### RECORDS PROVIDED
PR #2932, opened 2019-04-11
discovery: SyncManager improvements

wpaulino:
In this PR, we make some improvements to the [recently introduced `SyncManager`](#2740). These improvements include:

* Active syncers will no longer attempt to synchronize our graph with remote peers. Instead, we'll now rely on synchronizing our graph with remote peers through the routine historical syncs performed by the `SyncManager`. Since active syncers will no longer attempt this synchronization, the `SyncManager`'s round-robin is no longer needed. 

* Handling initial historical sync disconnections: Every time `lnd` starts up, it attempts an initial historical graph sync with the first peer that connects. If the peer ends up disconnecting, then we wouldn't handle finding a replacement to continue performing the initial historical sync.

* Queueing active syncers until the initial historical sync completes: We do this to ensure we can properly handle any new channel updates at tip. This is required for fresh nodes that are syncing the channel graph for the first time. If we begin accepting updates at tip while the initial historical sync is still ongoing, then we risk not processing certain updates since we've yet to learn of the channels themselves.

**NOTE**: To test, start up a fresh mainnet node and attempt to sync the graph. Bumping up `DISC` logs to `debug` will serve useful. You should not see any of your peers in an `ActiveSync` state until the initial historical sync has completed. You can also disconnect the peer we're performing the initial historical sync with to ensure we find a replacement (assuming you have other peers connected).


discovery/syncer.go
```diff
@@ -18,14 +18,21 @@ import (
...
-	// behavior. This includes reconciling the set of missing graph updates
-	// with the remote peer _and_ receiving new updates from them.
+	// ActiveSync denotes that a gossip syncer:
+	//
+	//   1. Should not attempt to synchronize with the remote peer for
+	//   missing channels.
+	//   2. Should respond to queries from the remote peer.
+	//   3. Should receive new updates from the remote peer.
+	//
+	// They are started in a chansSynced state in order to accomplish their
```
halseth: can we remove `chansSynced` now?

discovery/sync_manager.go
```diff
@@ -205,297 +186,301 @@ func (m *SyncManager) syncerHandler() {
...
+
+	// If it's a non-active syncer, then we can just exit now.
+	if _, ok := m.inactiveSyncers[peer]; ok {
+		delete(m.inactiveSyncers, peer)
+		return
+	}
+
+	// Otherwise, we'll need find a new one to replace it, if any.
+	delete(m.activeSyncers, peer)
+	newActiveSyncer := chooseRandomSyncer(
```
halseth: not used?

discovery/sync_manager.go
```diff
@@ -205,297 +186,301 @@ func (m *SyncManager) syncerHandler() {
...
-		for current != nil {
-			// Ensure we properly handle a shutdown signal.
-			select {
-			case <-m.quit:
-				return
-			default:
+			// We'll force a historical sync with the first peer we
+			// connect to, to ensure we get as much of the graph as
+			// possible.
+			if !attemptInitialHistoricalSync {
```
halseth: looks like we can get rid of `pendingActiveSyncers` now. We can always add new syncers to the `inactiveSyncers` map, and let the syncer handler choose syncers from here after the historical sync is done :)

discovery/syncer.go
wpaulino: What do you mean by remove? Just remove that part of the comment?

discovery/sync_manager.go
wpaulino: It is. If you look at `chooseRandomSyncer` you can provide a callback to perform a certain action on each syncer. So by the time this returns, it either returns `nil` because it couldn't perform the action on any syncers, or it returns the first syncer with which we successfully performed the action.

discovery/sync_manager.go
wpaulino: Good point! Fixed.

discovery/sync_manager.go
halseth: Ah, so it is only used to print following debug log?

discovery/syncer.go
halseth: Was just wondering whether the `chansSynced` variable is possible to remove, if they always start in this state now.

discovery/sync_manager.go
wpaulino: Correct.

discovery/syncer.go
wpaulino: Don't think so as this is the only state in which we can process sync transitions.

discovery/sync_manager.go
```diff
@@ -518,86 +503,60 @@ func (m *SyncManager) transitionPassiveSyncer(s *GossipSyncer) error {
...
-			"GossipSyncer(%x): %v", s.cfg.peerPub, err)
-
-		s = m.chooseRandomSyncer(candidatesChosen, true)
+func (m *SyncManager) forceHistoricalSync() *GossipSyncer {
+	m.syncersMu.Lock()
+	defer m.syncersMu.Unlock()
+
+	// We'll sample from both sets of active and inactive syncers in the
+	// event that we don't have any inactive syncers.
+	numCandidates := len(m.inactiveSyncers) + len(m.activeSyncers)
```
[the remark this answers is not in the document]
wpaulino: Good catch, done.

routing/router.go
```diff
@@ -1242,7 +1242,7 @@ func (r *ChannelRouter) processUpdate(msg interface{}) error {
 			return err
 		}
 
-		log.Tracef("New channel update applied: %v",
+		log.Debugf("New channel update applied: %v",
```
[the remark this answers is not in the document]
wpaulino: Was part of me debugging some test flakes. Has been removed in the current version.

discovery/sync_manager.go
```diff
@@ -108,6 +103,18 @@ type SyncManager struct {
...
+	// GossipSyncers for newly connected peers.
+	newSyncers chan *newSyncer
+
+	// staleSyncers is a channel we'll use to process requests to tear down
+	// GossipSyncers for disconnected peers.
+	staleSyncers chan *staleSyncer
+
+	// syncersMu guards the read and write access to the activeSyncers and
+	// inactiveSyncers maps below.
+	syncersMu sync.Mutex
```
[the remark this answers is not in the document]
wpaulino: Correct. I went with the mutex to avoid the additional internal messages within the event loop, but I'm not opposed to adding them in order to remove it.

discovery/sync_manager.go
```diff
@@ -426,72 +411,48 @@ func (m *SyncManager) forceHistoricalSync() {
...
+	numCandidates := len(m.inactiveSyncers) + len(m.activeSyncers)
+	candidates := make(map[routing.Vertex]*GossipSyncer, numCandidates)
+	for _, s := range m.inactiveSyncers {
+		candidates[s.cfg.peerPub] = s
+	}
+	for _, s := range m.activeSyncers {
+		candidates[s.cfg.peerPub] = s
 	}
+
+	_ = chooseRandomSyncer(candidates, func(s *GossipSyncer) error {
```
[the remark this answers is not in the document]
wpaulino: It's not used in that commit, but it is later on.

discovery/sync_manager.go
```diff
@@ -340,113 +505,53 @@ func (m *SyncManager) chooseRandomSyncer(blacklist map[routing.Vertex]struct{},
...
+	done := make(chan struct{})
+
+	// We avoid returning an error when the SyncManager is stopped since the
+	// GossipSyncer will be stopped then anyway.
+	select {
+	case m.staleSyncers <- &staleSyncer{
+		peer:     peer,
+		doneChan: done,
+	}:
+	case <-m.quit:
```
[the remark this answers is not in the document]
wpaulino: Done.

discovery/sync_manager.go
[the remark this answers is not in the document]
cfromknecht: i'm fine as is

PR #2945, opened 2019-04-12
routing: disable route cache for non-default requests

joostjager:
The PR attempts to fix the following problem reported by a user:

>Hi, I'm trying the new queryroutes command and I'm using it via grpc (python). I'm seeing weird time-dependent behavior. Specifically I'm trying to get routes from queryroutes, try the route and after failure putting the failed channel on the blacklist. However, if I request then another path applying the channel blacklist, I'm getting back the same route as before. With the same code, only by putting a sleep statement,  sometimes I get a different path (but not always), where the blacklisted channel was excluded. Is there some sort of caching active? Thank you!

This fix doesn't address the changing bandwidth hints which may still cause routes to be returned of which we could already know that they'd fail.

### DIFF
--- a/routing/router.go
+++ b/routing/router.go
@@ -1365,18 +1365,30 @@ func (r *ChannelRouter) FindRoutes(source, target Vertex,
 	// cache
 	//
 	// TODO: Route cache should store all request parameters instead of just
-	// amt and target. Currently false positives are returned if just the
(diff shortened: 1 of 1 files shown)


joostjager:
I think it is better to remove the route cache alltogether: #2950

PR #2955, opened 2019-04-15
cnct: fix on-chain hodl invoice handling and simplify incoming resolver flow

joostjager:
One of the first things the incoming contest resolver does is checking if the preimage is available and if it is, convert itself into a success resolver.

This behaviour makes it unnecessary to already determine earlier in the process whether an incoming contest or a success resolver is needed.

By having all incoming htlcs go through the incoming contest resolver, the number of execution paths is reduced and it becomes easier to ascertain that the implemented logic is correct.


joostjager:
Integrated in #2913

PR #1529, opened 2018-07-10
tests: extend integration tests to grab snapshot of active goroutines on failure

taketa:
Closes: https://github.com/lightningnetwork/lnd/issues/1219
Short description: upon test failures, scan through all active nodes, hit their profile page, write it to disk using a similar naming scheme as to the regular set of logs.

PR #2957, opened 2019-04-15
[lnd test] write goroutine snapshot on integration test failure

### LINKED ISSUE #1219: tests: extend integration tests to grab snapshot of active goroutines on failure
Currently, if we encounter deadlocks when modifying or adding new integration tests, it's a bit difficult to pinpoint exactly what the flaw in the new test/code is. All `lnd` instances running in the test now also [expose the profile port which allows us to obtain valuable debug information](https://github.com/lightningnetwork/lnd/blob/master/lntest/node.go#L262). It would be really useful if upon test failure, the framework hit the profile page over HTTP (http://localhost:port/debug/pprof/goroutine?debug=1) for each active node in the harness, and then write that out on disk in an appropriately name filed. 

# Steps To Completion 

- [ ] Upon test failures, scan through all active nodes and hit their profile page (`/debug/profile/goroutine`) in order to obtain a snapshot of the set of active goroutines. 

- [ ] Once the goroutine snapshot has been obtained, a new file should be written to disk for each node using a similar naming scheme as to the one we use currently for the regular set of logs.

halseth:
Fixup of https://github.com/lightningnetwork/lnd/pull/1529

Fixes #1219
Replaces #1529

### DIFF
--- a/lntest/harness.go
+++ b/lntest/harness.go
@@ -652,6 +652,11 @@ func (n *NetworkHarness) StopNode(node *HarnessNode) error {
 // SaveProfilesPages hits profiles pages of all active nodes and writes it to
 // disk using a similar naming scheme as to the regular set of logs.
 func (n *NetworkHarness) SaveProfilesPages() {
+	// Only write gorutine dumps if flag is active.
+	if !(*goroutineDump) {
+		return
+	}
+
 	for _, node := range n.activeNodes {
 		if err := saveProfilesPage(node); err != nil {
 			fmt.Println(err)
--- a/lntest/harness.go
+++ b/lntest/harness.go
@@ -6,6 +6,7 @@ import (
 	"fmt"
 	"io"
 	"io/ioutil"
+	"net/http"
 	"os"
 	"strings"
 	"sync"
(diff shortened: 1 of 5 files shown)


lntest/node.go
```diff
@@ -266,6 +268,8 @@ func newNode(cfg nodeConfig) (*HarnessNode, error) {
 	cfg.P2PPort, cfg.RPCPort, cfg.RESTPort = generateListeningPorts()
 
 	nodeNum := numActiveNodes
+	cfg.ProfilePort = 9000 + nodeNum
```
wpaulino: Nit: include in `generateListeningPorts`?

lntest/harness.go
```diff
@@ -648,6 +649,57 @@ func (n *NetworkHarness) StopNode(node *HarnessNode) error {
...
+	for _, node := range n.activeNodes {
+		resp, err := http.Get(
+			fmt.Sprintf(
+				"http://localhost:%d/debug/pprof/goroutine?debug=1",
+				node.cfg.ProfilePort,
+			),
+		)
+		if err != nil {
+			fmt.Printf("Failed to get profile page: "+
+				"NodeId is %d; Node name is %s. "+
```
wpaulino: Nit: would make this `id=%d, name=%s, pubkey=%x`

Roasbeef:
Needs rebase.

halseth:
Rebased.

make/testing_flags.mk
```diff
@@ -65,4 +65,4 @@ else
 ITEST_TAGS += btcd
 endif
 
-ITEST := rm lntest/itest/output*.log; date; $(GOTEST) ./lntest/itest -tags="$(ITEST_TAGS)" $(TEST_FLAGS) -logoutput
+ITEST := rm lntest/itest/output*.log; rm lntest/itest/pprof*.log; date; $(GOTEST) ./lntest/itest -tags="$(ITEST_TAGS)" $(TEST_FLAGS) -logoutput -goroutinedump
```
wpaulino: I think we'll also want to upload the goroutine dumps along with the logs in our travis builds.

lntest/harness.go
cfromknecht: could also apply to the other error messages in this method

lntest/harness.go
```diff
@@ -648,6 +649,57 @@ func (n *NetworkHarness) StopNode(node *HarnessNode) error {
 	return node.stop()
 }
 
+// SaveProfilesPages hits profiles pages of all active nodes and writes it to
+// disk using a similar naming scheme as to the regular set of logs.
+func (n *NetworkHarness) SaveProfilesPages() {
+	for _, node := range n.activeNodes {
+		resp, err := http.Get(
```
cfromknecht: not blocking, but might help with indentation to define a `saveProfilePage` helper

make/testing_flags.mk
halseth: Since they end with `*.log` they will :)

lntest/harness.go
halseth: Done

lntest/harness.go
halseth: Done

lntest/node.go
halseth: Fixed: https://github.com/lightningnetwork/lnd/pull/2957/commits/98712a1fc88ac8de4bf0ceab54c3da44a26d2f2a

PR #2959, opened 2019-04-15
[trivial] routing/router: define ErrRouterShuttingDown

halseth:


routing/router.go
```diff
@@ -44,6 +44,10 @@ var (
 	// construct a new sphinx packet, but provides an empty set of hops for
 	// each route.
 	ErrNoRouteHopsProvided = fmt.Errorf("empty route hops provided")
+
+	// ErrRouterShuttingDown is returned if the router is in the process of
+	// shutting down.
+	ErrRouterShuttingDown = fmt.Errorf("router shutting down")
```
halseth: Reminder: make part of `routing.Error` type?

joostjager: If we merge this PR, how is this comment going to remind you?

halseth: Don't merge just yet 😛

halseth:
Not ready for merge.

routing/router.go
halseth: Did a sweep of the `fundingmgr` and only `routing.ErrOutdated` and `routing.ErrIgnored` is ignored there, so this should be safe to merge.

### EXERCISE DETAILS
Where a line in the entries holds "opened", copy that line.

### TASK RESPONSE
PR #2932, opened 2019-04-11
PR #2945, opened 2019-04-12
PR #2955, opened 2019-04-15
PR #1529, opened 2018-07-10
PR #2957, opened 2019-04-15
PR #2959, opened 2019-04-15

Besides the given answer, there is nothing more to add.